Webb Simpson and his wife belatedly reacting to a tape-delayed broadcast of a missed Graeme McDowell putt isn't exactly the stuff of "Golf's Greatest Finishes" — type programming.
Even if McDowell had been in the final group and not off the course when McDowell and Jim Furyk finished up Sunday evening at Olympic Club, his run of eight consecutive pars to close would hardly have seemed clutch.
Such was life at another brutal U.S. Open, where Simpson's 1-over-par 281 was enough to win. It's the fifth time since 2005 that nobody has broken par at the Open. This may not have been 2006 and 2007, when Geoff Ogilvy and Angel Cabrera won at 5-over, but it wasn't far behind.
I found myself defending the Open, and the players in it, Sunday afternoon. Fresh off the links ourselves, my dad, my brother and I watched several top pros struggle to avoid bogies. Neither of the other two were very impressed. Dad — fresh off a triple-digit round off the white tees at the championship-level course that is Dwight Country Club — implied that he could play comparably to the way Tiger and Phil were.
Never mind that the two of them couldn't shoot par at Dwight, or anywhere else, if they were playing best ball. Their point was that it seemed everyone was playing poorly. That wasn't the case, I tried to explain. It was extremely high-level golf, it was just an extremely difficult course.
It's a good thing I was home with only my uncaring wife and dog by the time the tournament reached its conclusion, because the golf became less defensible. Jim Furyk wasn't 3-over over his final six holes only because Olympic is a killer; it was more because he hit several bad shots. McDowell likely wins the tournament if not for a 4-over showing on Sunday's front nine. Padraig Harrington made a run, only to falter with a terribly-timed bogey on 18.
McDowell obviously played some excellent golf over the course of the four days, but as Sunday wound down, it was more that he didn't lose the tournament than he won it.
I get why the Open is what it is. It puts the best players in the world to the biggest test they ever face on the stage of a major. But after watching Sunday's uninspiring conclusion, it made me wonder if holding the tournament at such difficult venues is really worth it.
Was it lacking legitimacy when Rory McIlroy tamed Congressional to the tune of a 16-under 268 at the 2011 Open? Will what Simpson did — eke out a one-shot victory largely because Furyk choked — be a footnote in history relative to Woods' 12-under 272 at Pebble Beach in 2000? Is it really in golf's best interest to make the site of our national championship so tough the best players in the world can't tame it?

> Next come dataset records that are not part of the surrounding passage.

PR #93, opened 2023-07-13
change the id_fields for the sources that create id duplicates

Thomas-Lemoine:


Thomas-Lemoine:
turns out I was wrong and I (or someone) had already changed the stampy one

mruwnik (approved):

Maybe it is. NBC said its ratings were up 29 percent from a year ago. Two factors are, to some extent, artificially inflating them, however. One is that the golf was much more competitive that last year, when McIlroy rolled to an eight-shot win. Another is that, with the tournament being played on the west coast, the key stages were shown in prime time. It's overly simplistic, at best, to say that the public craves higher scores.

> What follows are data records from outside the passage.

PR #97, opened 2023-07-19
implementing the UNIMPLEMENTED_PARSERS

Thomas-Lemoine:


Thomas-Lemoine:
I'm pushing this branch before adding meaningful things to it, to note down confusions

Thomas-Lemoine:
I don't quite understand why row.set_status set the status to '' at some point in the code because I don't see how such an issue can occur

Thomas-Lemoine:
I just figured out why fetching 'pdfs' and 'html' and etc. using the AlignmentDataset class seemed not to depend on the alignment-research-dataset-sources spreadsheet, https://docs.google.com/spreadsheets/d/1pgG3HzercOhf4gniaqp3tBc3uvZnHpPhXErwHcthmbI/edit?pli=1#gid=980957638. It's actually just getting the items from https://docs.google.com/spreadsheets/d/1l3azVJVukGAvZPgg0GyeqiaQe8bEMZvycBJaA8cRXf4/edit#gid=759210636, items-metadata, afaict.

Thomas-Lemoine:
@mruwnik gpt4 recommended I create a "logger_config.py" file that configures a logger for every file so that any file can just do from logger_config import logger, and then use the logger as before, with logger.info and whatever else, and it'll all show up in a log file that is gitignored but will print relevant info etc. Thoughts? maybe that clutters stuff a bit more or is more error prone or less readable etc.

mruwnik:
meh? Are you actually going to use the file? Currently this gets run on github actions, so all you get is what is printed to stdout (unless you specify it to save files), so it doesn't seem that useful. This kind of thing is very useful when you have a long running process (like a web server), as it's a LOT easier to search through a file than a console window. But in this case is doesn't seem to add that much.
https://docs.python.org/3/howto/logging.html is the canonical source of logging info, but is a bit hard to read.

Thomas-Lemoine:
I see. I guess in that case it's more of a print thing. I did set it to be in the log file because I was printing a lot and that file was easier to read but I could just print things while I'm testing it and remove it afterwards

tests/align_data/articles/test_datasets.py
```diff
@@ -356,46 +356,49 @@ def test_arxiv_process_entry(_, mock_arxiv):
...
-        <h2>Download:</h2>
-        <ul><li>Withdrawn</li></ul>
-        <div class="abs-license"><div hidden="">No license for this version due to withdrawn</div></div>
-      </div>
-     </div>
-    """
-
-    with patch('requests.get', return_value=Mock(content=response)):
-        article = dataset.process_entry(item)
-        assert article.status == 'Withdrawn'
```
Thomas-Lemoine, line 381: This kept causing an error, and then I thought it was a merging issue where at some point this was deleted from main but the merge didn't remove it, but I'm not so sure anymore. It appears that article.status is None but article.to_dict["status"] is "Withdrawn"?

align_data/settings.py
```diff
@@ -34,6 +34,7 @@
 port = os.environ.get("ARD_DB_PORT", "3306")
 db_name = os.environ.get("ARD_DB_NAME", "alignment_research_dataset")
 DB_CONNECTION_URI = f"mysql+mysqldb://{user}:{password}@{host}:{port}/{db_name}"
+ARTICLE_MAIN_KEYS = ["id", "source", "title", "authors", "text", "url", "date_published"]
```
mruwnik, line 37: change this to `ARTICLE_MAIN_KEYS = ["id", "source", 'source_type', "title", "authors", "text", "url", "date_published", "status", "comments"]` for your failing test to start working

tests/align_data/articles/test_datasets.py
mruwnik: alignmnet_dataset adds the status to the metadata rather than to the column. You'll need to update the list of columns in settings.py

align_data/sources/arbital/arbital.py
```diff
@@ -1,32 +1,31 @@
...
-    else:
-        title = url
+    text_parts = contents[1].split(" ")
+    url = f"https://arbital.com/p/{text_parts[0]}"
+    title = " ".join(text_parts[1:]) if len(text_parts) > 1 else url
     return f"[{title}]({url})"
 
 
-def flatten(val):
+def flatten(val): # val is Union[List, Tuple, str] and returns List[str]
```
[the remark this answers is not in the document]
Thomas-Lemoine: Yeah I did, mb, I did the same thing you did yesterday night, looking through the changes and seeing what didn't make sense, and I did add that and removed the query_items deplicate, and a few other things. just pushed that right now

align_data/settings.py
Thomas-Lemoine: Ah I see, nice catch

align_data/sources/articles/datasets.py
```diff
@@ -46,7 +46,11 @@ def items_list(self):
         url = f'https://docs.google.com/spreadsheets/d/{self.spreadsheet_id}/export?format=csv&gid={self.sheet_id}'
         logger.info(f'Fetching {url}')
         df = pd.read_csv(url)
-        return (item for item in df.itertuples() if self.get_item_key(item))
+        return (
+            item 
+            for item in df.itertuples() 
+            if not pd.isna(self.get_item_key(item))
```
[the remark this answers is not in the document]
Thomas-Lemoine: ah, self.get_item_key(item) uses self.maybe which uses pd.isna anyway, right? In tests I just ran, they have the same output; seems like self.get_item_key(item) will be None sometimes (ie when url is missing) and in that case it counts as isna. In any case I removed it, it filters on "self.get_item_key(item) is not None" now, which makes more sense

align_data/sources/articles/google_cloud.py
```diff
@@ -231,5 +232,7 @@ def google_doc(url: str) -> Optional[str]:
 
     doc_id = res.group(1)
     body = fetch_element(f'https://docs.google.com/document/d/{doc_id}/export?format=html', 'body')
-    if body:
-        return MarkdownConverter().convert_soup(body).strip()
+    if not body:
```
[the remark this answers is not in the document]
Thomas-Lemoine: good idea

align_data/sources/articles/pdf.py
```diff
@@ -72,21 +72,6 @@ def fetch_pdf(link):
         logger.error('Could not read PDF file: %s', e)
         return {'error': str(e)}
 
-    filenames = [
```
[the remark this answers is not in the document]
Thomas-Lemoine: ah I see, yeah

align_data/sources/articles/google_cloud.py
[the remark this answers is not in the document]
Thomas-Lemoine: mypy complains about this since it's possible for body (Tag | None) to have a Tag that is falsy, in which case google_doc outputs str | None | Tag. I guess I can just ignore mypy though that is pretty minor

align_data/sources/articles/parsers.py
```diff
@@ -101,14 +118,29 @@ def getter(url):
...
 
 
-HTML_PARSERS = {
+HTML_PARSERS: Dict[str, HtmlParserFunc] = {
     "academic.oup.com": element_extractor("#ContentTab"),
     "ai.googleblog.com": element_extractor("div.post-body.entry-content"),
-    "arxiv-vanity.com": parse_vanity,
-    "ar5iv.labs.arxiv.org": parse_vanity,
+    # TODO: arxiv-vanity.com does not output the same type as the other parsers: Dict[str, str] instead of str
+    # ar5iv.labs.arxiv.org too. Are these pdf parsers? not rly, but they don't output the same type as the other html parsers
```
mruwnik, line 141: check https://github.com/StampyAI/alignment-research-dataset/pull/138 for a fix. This sort of evolved over time from a simple `return the contents of this link` to `if basic html then just return the text, otherwise return a dict with additional metadata`. The aforementioned PR should move everything over to dicts. Which means that these parsers can also extract e.g. title, authors etc. if it makes sense for them to do so

align_data/sources/articles/parsers.py
```diff
@@ -251,38 +282,48 @@ def getter(url):
 
 
 def parse_domain(url: str) -> str:
-    return url and urlparse(url).netloc.lstrip('www.')
+    def remove_www(net_loc: str) -> str:
+        return net_loc[4:] if net_loc.startswith("www.") else net_loc
+    return remove_www(urlparse(url).netloc)
```
mruwnik, line 287: why add the extra function here? How is it better than just having the code?

align_data/sources/arxiv_papers/arxiv_papers.py
```diff
@@ -32,28 +34,27 @@ def canonical_url(url: str) -> str:
...
-        f"https://ar5iv.org/abs/{paper_id}",
-    ]:
-        if contents := parse_vanity(link):
-            return contents
+def get_contents(paper_id: str) -> Dict[str, Any]:
+    if contents := parse_vanity(f"https://www.arxiv-vanity.com/papers/{paper_id}"):
+        return contents
+    if contents := parse_vanity(f"https://ar5iv.org/abs/{paper_id}"):
+        return contents
     return fetch_pdf(f"https://arxiv.org/pdf/{paper_id}.pdf")
```
mruwnik, line 42: you could even do 
```
return (
    parse_vanity(f"https://www.arxiv-vanity.com/papers/{paper_id}") or
    parse_vanity(f"https://ar5iv.org/abs/{paper_id}") or
    fetch_pdf(f"https://arxiv.org/pdf/{paper_id}.pdf")
)
```

align_data/sources/arxiv_papers/arxiv_papers.py
```diff
@@ -72,21 +73,23 @@ def add_metadata(data, paper_id):
...
     data = add_metadata({
         "url": canonical_url(url),
         "source_type": paper.get('data_source'),
     }, paper_id)
-    authors = data.get('authors') or paper.get("authors") or []
-    data['authors'] = [str(a).strip() for a in authors]
+
+    authors = data.get('authors') or paper.get("authors")
+    if not authors: data['authors'] = []
+    elif not isinstance(authors, list): data['authors'] = [str(authors).strip()]
```
mruwnik, line 91: [NIT] I'm not a fan of these oneliner clauses

mruwnik (commented):
looking good!

requirements.txt
```diff
@@ -27,6 +27,10 @@ google-auth-oauthlib
 google-auth-httplib2
 google-api-python-client
 gspread
+python-dateutil
+bs4
+pytz
+epub_meta
```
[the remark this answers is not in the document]
Thomas-Lemoine: Oh I see. That's hard to tell, do you know of a way of knowing this in general or do you only know it for those ones in particular

align_data/sources/articles/parsers.py
Thomas-Lemoine: good point, not sure why I did all tha
```py
net_loc = urlparse(url).netloc
return net_loc[4:] if net_loc.startswith("www.") else net_loc
```
makes more sense

align_data/sources/arxiv_papers/arxiv_papers.py
Thomas-Lemoine: nice

mruwnik (approved):

Thomas-Lemoine:
not sure if I'm doing this wrong; I keep fetching origin/main to merge onto this branch and then pushing that merge but it makes the whole commit history very messy, and I have to fix some merge conflicts, which get drowned in the merge and is hard to find afterwards.

align_data/common/alignment_dataset.py
```diff
@@ -189,7 +189,7 @@ def unprocessed_items(self, items=None) -> list | filter:
 
         return items_to_process
 
-    def fetch_entries(self) -> Generator[Article, None, None]:
```
mruwnik: why are you removing this?

Thomas-Lemoine: Not much of a reason but the reason was that the ide could already infer the type signature without it being explicitely written

Thomas-Lemoine: I brought it back

mruwnik (approved):
go go go!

I'd contend more casual golf fans are like my dad and would rather spend Father's Day watching scores that start with a minus sign, not a plus sign. That doesn't necessarily make easier conditions the right thing to do, and golf is one of the few sports that might actually take something beyond ratings into consideration when making decisions.

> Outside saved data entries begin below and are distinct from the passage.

PR #103, opened 2023-07-23
Remove old jsonl flows

mruwnik:


Thomas-Lemoine (dismissed):
The refactor of main.py is great. What will happen with rebuilding now though? Does it default to rebuilding or default to not rebuilding? Also, like the 'all' dataset, but is it worth adding checks in case someone gives all *and* other names (which might break things with repeated entries)?

align_data/common/alignment_dataset.py
```diff
@@ -136,15 +133,12 @@ def commit():
...
-        # make sure the path to the raw data exists
-        self.files_path.mkdir(parents=True, exist_ok=True)
-
         self._outputted_items = self._load_outputted_items()
 
     @property
     def items_list(self):
         """Returns a generator of items to be processed."""
-        return self.files_path.glob(self.glob)
+        return []
```
Aprillion, line 141: is there any benefit to the wrong docstring?
a) variable name says "list", docstring "generator"
b) it's a list
c) it's a `@property`, not a callable function, so "_Returns_" can be a bit misleading 🤷‍♀️
d) even if the function returned a generator _instance_ previously, so the function was a "generator", the value _returned_ by a generator is called an _iterator_, right?

Aprillion (approved):

align_data/common/alignment_dataset.py
mruwnik: no, you're right. This is what happens when docstrings don't keep up with the actual code :/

There are a few things I do know. One is that the U.S. Open remains a distant third to The Masters and the British on the list of my favorite golf tournaments to watch. Lower scoring isn't the only reason for that, but it probably is a factor. Another is that I don't watch golf to see a top pro like Furyk turn into a bogey machine. Hold the Open at a more playable venue, and that's a lot less likely to happen.